Testing with Non-identically Distributed Samples
Shivam Garg, Chirag Pabbaraju, Kirankumar Shiragur, Gregory Valiant
TL;DR
This work studies property testing and estimation when samples come from a collection of heterogeneous distributions and targets properties of their average $\mathbf p_{avg}$. It shows that learning $\mathbf p_{avg}$ with $c=1$ per distribution matches i.i.d. sample complexity, but sublinear testing is impossible in this regime; once $c\ge 2$, sublinear guarantees akin to the i.i.d. setting emerge, with uniformity and identity testing achieving rates $O(\sqrt{k}/\varepsilon^2+1/\varepsilon^4)$ (and closeness testing attaining near i.i.d. benchmarks under certain regimes). The paper introduces collision-based estimators adapted to non-identical samples, proves variance bounds, and demonstrates a fundamental lower bound for pooling-based (label-ignoring) estimators, highlighting the importance of preserving per-distribution origin information.

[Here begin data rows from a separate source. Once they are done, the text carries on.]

Issue #2709, opened 2018-01-17
warn users when leaving kapacitor rule builder or tick script builder with unsaved changes


russorat:
if a user is in the middle of building a rule and decides to jump to another screen before they have saved, they should be warned that their changes will be lost. Same with the tick script editor.

russorat:
connect #2674

russorat:
So if users click Exit without saving, this is good. The use case of if a user clicks to another part of the app with unsaved changes is not addressed.

russorat:
closing due to inactivity

Issue #2674, opened 2018-01-05
saving TICKscript shouldn't take you back to the /alert-rules


russorat:
Incrementally building a tickscript is annoying since you need to save the script in order to view it, but doing so seems to jump back to the list of tickscripts. the save button should keep the user in the edit script page and we should have a separate way to go back to the list of scripts.

![kapture 2018-01-04 at 16 51 08](https://user-images.githubusercontent.com/4805997/34591047-7d7069cc-f16f-11e7-98ff-face99bf1bcb.gif)

 - [ ] The user should be able to click a "Save" button which would stay on the current page but load / update the script in Kapacitor and the log viewer would show logs from the updated script.
 - [ ] The user should be able to click a "Return" button which would return the user to the list of scripts page. If the user has unsaved changes in their script, they should be prompted warning them that they will lose their changes if they return.

russorat:
@ebb-tide updated original comment with requirements

nhaugo:
Ensure the close button takes you back to the kapacitor rules list

alexpaxton:
Ended up splitting the `Save` button into two buttons: `Save` and `Exit`. Additionally we made the `Save` button disabled unless changes have been made, that way you see it light up when you've started typing. If there are unsaved changes the `Exit` button requires a second click. It has a little text letting the user know the changes will be discarded.

russorat:
love it! 🔥 🔥 🔥 🔥 🔥 🔥

PR #2746, opened 2018-02-01
Saving tickscript

ebb-tide:
- [x] Rebased/mergable
- [x] Tests pass

Connect #2674 
Connect #2747
Connect #2709 

### The problem
It was difficult to iterate on TICKscripts because saving any changes routed user to Alert Rules page.  Also, TICKscript errors from Kapacitor were not being reported to user. 

### The Solution
Separate Save and Exit buttons, and display Kapacitor response messages in TICKscript editor console.

### DIFF
--- a/ui/src/kapacitor/components/TickscriptEditorConsole.js
+++ b/ui/src/kapacitor/components/TickscriptEditorConsole.js
@@ -2,10 +2,32 @@ import React, {PropTypes} from 'react'
 
 const TickscriptEditorConsole = ({consoleMessage, unsavedChanges}) => {
   let consoleOutput
-    </div>
+  let consoleClass = 'tickscript-console--default'
 
+  if (!unsavedChanges) {
+    consoleOutput = 'TICKscript is valid'
+    consoleClass = 'tickscript-console--valid'
+  } else if (unsavedChanges && !consoleMessage) {
+    consoleOutput = 'You have unsaved changes, save to validate TICKscript'
+    consoleClass = 'tickscript-console--default'
+  } else if (unsavedChanges && consoleMessage) {
+    consoleOutput = consoleMessage
+    consoleClass = 'tickscript-console--error'
+  }
+  return (
+    <div className="tickscript-console">
+      <p className={consoleClass}>
+        {consoleOutput}
+      </p>
+    </div>
+  )
+}
+
+const {bool, string} = PropTypes
 
 TickscriptEditorConsole.propTypes = {
+  consoleMessage: string,
+  unsavedChanges: bool,
 }
 
 export default TickscriptEditorConsole
--- a/ui/src/kapacitor/components/TickscriptEditorConsole.js
+++ b/ui/src/kapacitor/components/TickscriptEditorConsole.js
@@ -1,19 +1,17 @@
 import React, {PropTypes} from 'react'
 
 const TickscriptEditorConsole = ({consoleMessage, unsavedChanges}) => {
-  let consoleOutput
-  let consoleClass = 'tickscript-console--default'
+  let consoleOutput = 'TICKscript is valid'
+  let consoleClass = 'tickscript-console--valid'
 
-  if (!unsavedChanges) {
-    consoleOutput = 'TICKscript is valid'
-    consoleClass = 'tickscript-console--valid'
-  } else if (unsavedChanges && !consoleMessage) {
-    consoleOutput = 'You have unsaved changes, save to validate TICKscript'
-    consoleClass = 'tickscript-console--default'
-  } else if (unsavedChanges && consoleMessage) {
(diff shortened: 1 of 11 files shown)


alexpaxton:
improved-tickscript-console

ui/src/kapacitor/components/TickscriptEditorConsole.js
```diff
@@ -1,22 +1,33 @@
...
-            Save your TICKscript to validate it
-          </p>}
+const TickscriptEditorConsole = ({consoleMessage, unsavedChanges}) => {
+  let consoleOutput
+  let consoleClass = 'tickscript-console--default'
+
+  if (!unsavedChanges) {
+    consoleOutput = 'TICKscript is valid'
+    consoleClass = 'tickscript-console--valid'
+  } else if (unsavedChanges && !consoleMessage) {
```
lukevmorris: At this point `unsavedChanges` is guaranteed. This chain should be

```
if (!unsavedChanges) {

} else if (!consoleMessage) {

} else {

}
```

And actually preferably, rephrase in the positive:

```
if (consoleMessage) {
  // tickscript-console--error
} else if (unsavedChanges) {
  // tickscript-console--default
} else {
  // tickscript-console--valid
}
```

ui/src/kapacitor/components/TickscriptHeader.js
```diff
@@ -20,18 +23,40 @@ const TickscriptHeader = ({
...
-          disabled={!id}
-        >
-          {isNewTickscript ? 'Save New TICKscript' : 'Save TICKscript'}
-        </button>
+        {isNewTickscript
+          ? <button
+              className="btn btn-success btn-sm"
+              title="Name your TICKscript to save"
+              onClick={onSave}
+              disabled={!id}
```
lukevmorris: Can you help me reason about this line? Will `id` be null if it's a new tickscript?

ui/src/kapacitor/containers/TickscriptPage.js
```diff
@@ -172,55 +173,77 @@ class TickscriptPage extends Component {
       } else {
         response = await createTask(kapacitor, task, router, sourceID)
       }
-
-      if (response && response.code === 500) {
-        return this.setState({validation: response.message})
+      if (response && !response.code) {
```
lukevmorris: In what case will `response` be missing here? This would read way better if you could enforce its presence

```
if (response.code) {
  // unsavedChanges: true
} else {
  // unsavedChanges false
}
```

Also is `response.code` a boolean??

ui/src/kapacitor/containers/TickscriptPage.js
```diff
@@ -172,55 +173,77 @@ class TickscriptPage extends Component {
...
   handleChangeID = e => {
-    this.setState({task: {...this.state.task, id: e.target.value}})
+    this.setState({
+      task: {...this.state.task, id: e.target.value},
+      unsavedChanges: true,
+    })
   }
 
-  handleToggleLogsVisbility = () => {
+  handleToggleLogsVisibility = () => {
```
lukevmorris: I love that this was a typo everywhere.

ui/src/shared/components/ConfirmButton.js
```diff
@@ -0,0 +1,110 @@
...
+  handleConfirmClick = () => {
+    this.setState({expanded: false})
+    this.props.confirmAction()
+  }
+
+  handleClickOutside = () => {
+    this.setState({expanded: false})
+  }
+
+  calculatePosition = () => {
```
lukevmorris: @alexpaxton is this for responsiveness?

ui/src/kapacitor/components/TickscriptHeader.js
alexpaxton: I believe this only applies to "new" tickscripts, as they cannot be saved without a specified `id`

ui/src/kapacitor/containers/TickscriptPage.js
alexpaxton: Ah that's a good point -- there's always a response when you try to save. You only get `response.code` if there's an error so the presence of that is how we've been differentiating between a failed or successful save. I think your suggestion is cleaner

ui/src/shared/components/ConfirmButton.js
alexpaxton: Yeah it basically prevents the confirmation tooltip from extending off the right edge of the screen. In the future I'll have to circle back and extend it to account for all screen edges to make it a truer component

ui/src/kapacitor/components/TickscriptEditorConsole.js
alexpaxton: Good catch! Needed fresh eyes on this

Issue #1981, opened 2017-09-08
As a user I can see a permanent legend per cell


e-dard:
One thing that would a nice to have is the ability to visualise a set of series in unison, but then be able to focus on single series.

For example, in the following Grafana graph there are multiple series.

<img width="903" alt="screen shot 2017-09-08 at 11 41 53" src="https://user-images.githubusercontent.com/501993/30208300-bab0e7f4-948a-11e7-95d9-677dc87043fe.png">

At its most basic, the query to produce the above looks something like:

```
SELECT mean("memBytes") FROM "monitor"."tsm1_cache" GROUP BY "id" fill(null)
```

For each different `"id"` tag, Grafana adds a label to the legend. The really nice thing, though, is that when you click on one of the labels, the graph shows only that data, e.g., clicking on `15`:

<img width="890" alt="screen shot 2017-09-08 at 11 45 45" src="https://user-images.githubusercontent.com/501993/30208423-43af073e-948b-11e7-86e1-f50c694c07c6.png">

 1. It would be great if we could do something similar in Chronograf.
 2. It would be even cooler if we could have something "up top" where template variables are, that would allow us to select tag values that would then be applied _to each cell in a dashboard_. 

To clarify (2), imagine if you had a dashboard that showed cpu, memory, disk space, load and network traffic for all your hosts. By default, each cell shows say 15 different series for 15 different hosts. It would be great if you could select host `us-west-abc1` and all the cells in the dashboard would filter out all the other series where `host != us-west-abc1`.

nhaugo:
w/value is a nice to have, but should be a settable option

ebb-tide:
@nhaugo @russorat 
- [ ] Should persistent legend visibility be settable on a per dashboard or per cell basis ? 
- [ ] Should the ability to toggle a series visible/invisible be only on the persistent legend, or on  the hovering legend as well? 
- [ ] Does this story include any other changes to the hovering legend? (should we display a more pared down version of the hovering legend to not repeat info?)

russorat:
-  Should persistent legend visibility be settable on a per dashboard or per cell basis ?
   - Per cell
-  Should the ability to toggle a series visible/invisible be only on the persistent legend, or on the hovering legend as well?
   - since our hovering legend has other buttons that are clickable, this should work the same in both.  filed #2723 for that.
-  Does this story include any other changes to the hovering legend? (should we display a more pared down version of the hovering legend to not repeat info?)
[...]

PR #2753, opened 2018-02-05
Add legend to dashboard cells

goller:
  - [x] Rebased/mergable
  - [x] Tests pass

Connect #1981

### The problem
Need backend support for legends in cells

### The Solution
A new key, `legend`, has been added to all cells.  
`legend` is an object with two parameters: `type` and `orientation`.
Currently, `type` can only be "static";  `orientation` can be one of "bottom", "top", "left", "right".

```json
{
...
    "legend": {
        "type": "static",
        "orientation": "bottom"
    }
...
}
```

Cells without legends will return the an empty object like this:

```json
{
    "legend": {}
}
```


alexpaxton:
Sweeeeeeeeet you da man @goller

kapacitor/vars.go
```diff
@@ -197,6 +198,13 @@ func groupBy(q *chronograf.QueryConfig) string {
 	return "[" + strings.Join(groups, ",") + "]"
 }
 
+func idVar(q *chronograf.QueryConfig) string {
+	if len(q.GroupBy.Tags) > 0 {
+		return `name + ':{{.Group}}'`
+	}
+	return "name"
```
desa: What was the motivation for this? This change could be potentially problematic, why doesn't the previous way of

```
name + ':{{.Group}}'
```

work?

server/cells.go
```diff
@@ -28,37 +28,31 @@ type dashboardCellResponse struct {
 
 func newCellResponse(dID chronograf.DashboardID, cell chronograf.DashboardCell) dashboardCellResponse {
 	base := "/chronograf/v1/dashboards"
-	newCell := chronograf.DashboardCell{}
-	newCell.Queries = make([]chronograf.DashboardQuery, len(cell.Queries))
-	copy(newCell.Queries, cell.Queries)
+	if cell.Queries == nil {
+		cell.Queries = make([]chronograf.DashboardQuery, 0)
```
desa: super nit-picky, but any reason for the preference of make to

```go
cell.Queries = []chronograf.DashboardQuery{}
```

server/cells.go
```diff
@@ -28,37 +28,31 @@ type dashboardCellResponse struct {
...
+	}
+	if cell.CellColors == nil {
+		cell.CellColors = make([]chronograf.CellColor, 0)
```
desa: ditto above. super nit-picky also

kapacitor/vars.go
goller: hmm... looks like @alexpaxton changed the base branch from master to feature/persistent-legend.

I think persistent-legend is behind and so A LOT more files ended up in this PR.

server/cells.go
goller: Fixed in 84b6cf4

server/cells.go
goller: Fixed in 84b6cf4

PR #2755, opened 2018-02-05
Create mappings resource

desa:
- [ ] Rebased/mergable
  - [ ] Tests pass

### The problem

Mappings previously were an attribute of organizations. This was problematic for the intended use of mappings.

### The Solution

Mappings should be their own resource.


bolt/internal/internal.go
```diff
@@ -673,3 +649,44 @@ func UnmarshalConfigPB(data []byte, c *Config) error {
...
+	m.Group = pb.Group
+	m.Organization = pb.Organization
+	m.ID = pb.ID
+
+	return nil
+}
+
+// UnmarshalMappingPB decodes a mapping from binary protobuf data.
+func UnmarshalMappingPB(data []byte, m *Mapping) error {
+	if err := proto.Unmarshal(data, m); err != nil {
```
goller: Probably just return proto.Unmarshal

PR #2757, opened 2018-02-06
Bugfix/kapacitor test button errors smtp

ebb-tide:
  - [x] Rebased/mergable
  - [x] Tests pass

Connect #428 

### The problem
SMTP config "TO" field was missing, and erorr messages from kapacitor tests were not communicated back to user in flash messages. 

### The Solution
Added to field to SMTP config, and connected error messages.


ui/src/kapacitor/components/AlertTabs.js
```diff
@@ -97,11 +100,18 @@ class AlertTabs extends Component {
...
+      const {data} = await testAlertOutput(this.props.kapacitor, section)
+      if (data.success) {
+        this.props.addFlashMessage({
+          type: 'success',
+          text: `Successfully triggered an alert to ${section}. If the alert does not reach its destination, please check your configuration settings.`,
+        })
+      } else {
+        this.props.addFlashMessage({
+          type: 'error',
+          text: `There was an error sending an alert to ${section}: ${data.message}`,
```
lukevmorris: Similar to how this is done

ui/src/kapacitor/components/config/AlertaConfig.js
```diff
@@ -20,8 +20,10 @@ class AlertaConfig extends Component {
       url: this.url.value,
     }
 
-    this.props.onSave(properties)
-    this.setState({testEnabled: true})
+    const success = await this.props.onSave(properties)
+    if (success) {
+      this.setState({testEnabled: true})
```
lukevmorris: Would it be better behavior to say
```
const success = await this.props.onSave(properties)
this.setState({testEnabled: success})
```

Would this disable the test button every time you try to save a bad config?

ui/src/kapacitor/components/config/SMTPConfig.js
```diff
@@ -69,6 +71,18 @@ class SMTPConfig extends Component {
...
 
+        <div className="form-group col-xs-12 col-md-6">
+          <label htmlFor="smtp-to">To Email</label>
+          <input
+            className="form-control"
+            id="smtp-to"
+            type="text"
+            ref={r => (this.to = r)}
+            defaultValue={to || ''}
+            onChange={this.disableTest}
```
lukevmorris: Does this need a placeholder too?

ui/src/kapacitor/components/config/SMTPConfig.js
```diff
@@ -8,27 +8,29 @@ class SMTPConfig extends Component {
...
 
-  handleSubmit = e => {
+  handleSubmit = async e => {
     e.preventDefault()
 
     const properties = {
       host: this.host.value,
       port: this.port.value,
       from: this.from.value,
+      to: this.to.value ? [this.to.value] : [],
```
lukevmorris: Are we supporting just one destination email?

ebb-tide: in the config, yes. You can add more in the alert rule.

russorat: @ebb-tide let's keep this as a single email for now and we can tackle that in https://github.com/influxdata/chronograf/issues/2778

ui/src/kapacitor/components/config/AlertaConfig.js
ebb-tide: I didn't do this because the behavior would be the same, but it is more readable this way don't feel strongly either way.

ui/src/kapacitor/components/config/SMTPConfig.js
ebb-tide: sure.

PR #3, opened 2019-07-23
Fix typos that have been introduced by fixing typos.

daron666:
You wouldn't believe that. But I think I mastered that readme to be perfect.


daron666:
On the other hand that means here will be 3 commits from me. Like a real contributor.
jake

PR #5, opened 2019-08-07
optics-macro module

danslapman:
This module is actually a `monocle-macro` port

PR #7, opened 2019-08-09
Fix missing dependency

catostrophe:
The build depends on an unpublished version of `derevo`. Change version to the latest one available on Central.


danslapman:
Also fixed in #5

PR #11, opened 2019-08-28
Deprecation of 2.11, parallel and addition of optics syntax

Odomontois:


Z1kkurat:
Since this PR has some major changes (bumping cats version, removing deprecated typeclasses), it would be nice to rename it so the name could reflect PR's content (or at least add some description to it).

env/src/main/scala/tofu/env/Env.scala
```diff
@@ -184,7 +184,9 @@ sealed trait Env[E, +A] {
   def executeOn(s: Scheduler, forceAsync: Boolean = true): Env[E, A] =
     mapTask(_.executeOn(s, forceAsync))
   def fork: Env[E, Fiber[Env[E, *], A @uv]] = executeAsync.start
-  def forkAndForget: Env[E, Unit]           = mapTask(_.forkAndForget)
+  @scala.deprecated("Replaced with startAndForget", "0.2.1")
```
Z1kkurat: Shouldn't it be '0.3.0'?

env/src/main/scala/tofu/env/EnvTraversing.scala
```diff
@@ -1,66 +1,64 @@
 package tofu.env
 
 import monix.eval.Task
-
-import scala.collection.TraversableLike
-import scala.collection.generic.CanBuildFrom
+import monix.execution.compat.BuildFrom
```
danslapman: I think we should use official `scala.collection.compat.BuildFrom` instead

Odomontois: I can't see how we might use it having monix API is built upon that

Odomontois: I'll try

Odomontois: No. Scala 2.12.9 wont build

danslapman: Okay, sad though

PR #12, opened 2019-09-06
Config

Odomontois:


core/src/main/scala/tofu/syntax/monadic.scala
```diff
@@ -0,0 +1,49 @@
+package tofu.syntax
+import cats.syntax._
+import cats.{Apply, FlatMap, Functor}
+
+object monadic extends TupleSemigroupalSyntax with ApplicativeSyntax with MonadSyntax {
+  implicit class TofuFunctorOps[F[_], A](private val fa: F[A]) extends AnyVal {
```
danslapman: Just wonder, why do we need that? Isn't `cats.syntax.*` enough?

Odomontois: There is couple of reasons for such syntax.
1. cats uses simulacrum.typeclass macro for most operations, javap approved that it's generated syntax extension leads to allocation for each operation involved, that is : unneeded allocation for each line in your for-comprehension
2. as specific syntax import lover, I hate to write 
```
import syntax.functor._ 
import syntax.apply._
import syntax.applicative._ 
import syntax.flatMap._
import syntax.monad._
```
to have just simple support for monads

danslapman: ✅

PR #15, opened 2019-10-01
Make >> operator by-name like Cats's version is

Z1kkurat:


env/src/main/scala/tofu/env/Env.scala
```diff
@@ -70,7 +70,7 @@ sealed trait Env[E, +A] {
     mapTask3(eb, ec)(Task.parMap3(_, _, _)(f))
 
   def zip[B](t: Env[E, B]): Env[E, (A, B)]                 = map2(t)((a, b) => (a, b))
-  def >>[B](t: Env[E, B]): Env[E, B]                       = map2(t)((_, x) => x)
+  def >>[B](t: => Env[E, B]): Env[E, B]                    = flatMap(_ => t)
```
eld0727: What is motivation of this change?
Env is referential transparent and could be passed by value just like Task

Z1kkurat: The motivation for this PR is making the behaviour the same as Cats version. Using this operator, one could hope that it behaves exactly like Cats version, but it doesn't, so this may cause unexpected behaviour in case when used with recursive creation of argument

Z1kkurat: Consider the following code:
```
def go: Env[Unit, Unit] = Env.unit[Unit] >> go
go.run(())
```
This code will fail with StackOverflowError, thus making it impossible to define recursive calls.
Meanwhile this code runs just fine and produces value of Env type:
```
import cats.Monad
import cats.syntax.flatMap._
import tofu.env.Env

def go[F[_]: Monad]: F[Unit] = Monad[F].unit >> go
go[Env[Unit, Unit]].run(())
```

Z1kkurat:
I added an eager version of the same operation(`*>`) to support both evaluation types

env/src/main/scala/tofu/env/Env.scala
```diff
@@ -70,7 +70,8 @@ sealed trait Env[E, +A] {
...
+  def *>[B](t: Env[E, B]): Env[E, B]                       = map2(t)((_, x) => x)
```
Odomontois: What about `<<` and `<*` and possibly `&>` `<&` for `parMap2` ?

Z1kkurat: `<<` is already there and it seems there is no way to avoid eager evaluation of second argument since it must be evaluated first.
I will add the operators you mentioned and maybe a few more that can be handy (any ideas for those?)

Odomontois: `<<` can be made lazy on pseudo-this parameter via extension like
```scala 
implicit class LazyEnvOps[E, A](private self: => Env[E, A])
```

Z1kkurat: Can you please elaborate on that?
I tried something like this and it didn't work:
```scala
implicit class LazyEnvOps[E, A](self: => Env[E, A]) {
  def <<[B](that: Env[E, B]): Env[E, A] = that.flatMap(_ => self)
}

def env1: Env[Unit, Unit] = {
  println("env1 evaluated")
  Env.unit[Unit]
}

def env2: Env[Unit, Unit] = {
  println("env2 evaluated")
  Env.unit[Unit]
}

env1 << env2
```
It prints both statements. Am I missing something?

Odomontois: Well you may do something like
```scala
implicit class LazyEnvOps[E, A](self: => Env[E, A]) {
  def <<[B](that: Env[E, B]): Env[E, A] =  Env.defer(self) <* that
}
```

On the other hand, it would be more rational to make it lazy on the second argument 

```scala

def flatTap[B](that: A => Env[E, B]): Env[E, A] = flatMap(x => that as x)
def <<[B](that: => Env[E, B]): Env[E, A] = flatTap(_ => that)
```

Z1kkurat: Sorry I misunderstood designation of `<<` at first.
I added `flatTap` and operators for `parMap2`. Any ideas for more operators?

PR #21, opened 2019-10-25
Add basic Env docs and example

Z1kkurat:


Odomontois:
I think it would be more useful in https://github.com/TinkoffCreditSystems/tofu/tree/master/docs  subproject.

It also connects these results to Poissonization and extends techniques to closeness testing. The findings have practical implications for federated, temporal, and spatial data where heterogeneity is intrinsic, and they outline clear directions for tightening $\varepsilon$-dependences and expanding to additional properties.
Abstract
We examine the extent to which sublinear-sample property testing and estimation apply to settings where samples are independently but not identically distributed. Specifically, we consider the following distributional property testing framework: Suppose there is a set of distributions over a discrete support of size $k$, $p_1, p_2,\ldots,p_T$, and we obtain $c$ independent draws from each distribution. Suppose the goal is to learn or test a property of the average distribution, $p_{avg}$. This setup models a number of important practical settings where the individual distributions correspond to heterogeneous entities -- either individuals, chronologically distinct time periods, spatially separated data sources, etc. From a learning standpoint, even with $c=1$ samples from each distribution, $Θ(k/\varepsilon^2)$ samples are necessary and sufficient to learn $p_{avg}$ to within error $\varepsilon$ in $\ell_1$ distance. To test uniformity or identity -- distinguishing the case that $p_{avg}$ is equal to some reference distribution, versus has $\ell_1$ distance at least $\varepsilon$ from the reference distribution, we show that a linear number of samples in $k$ is necessary given $c=1$ samples from each distribution. In contrast, for $c \ge 2$, we recover the usual sublinear sample testing guarantees of the i.i.d.\ setting: we show that $O(\sqrt{k}/\varepsilon^2 + 1/\varepsilon^4)$ total samples are sufficient, matching the optimal sample complexity in the i.i.d.\ case in the regime where $\varepsilon \ge k^{-1/4}$. Additionally, we show that in the $c=2$ case, there is a constant $ρ> 0$ such that even in the linear regime with $ρk$ samples, no tester that considers the multiset of samples (ignoring which samples were drawn from the same $p_i$) can perform uniformity testing. We also extend our techniques to the problem of testing "closeness" of two distributions.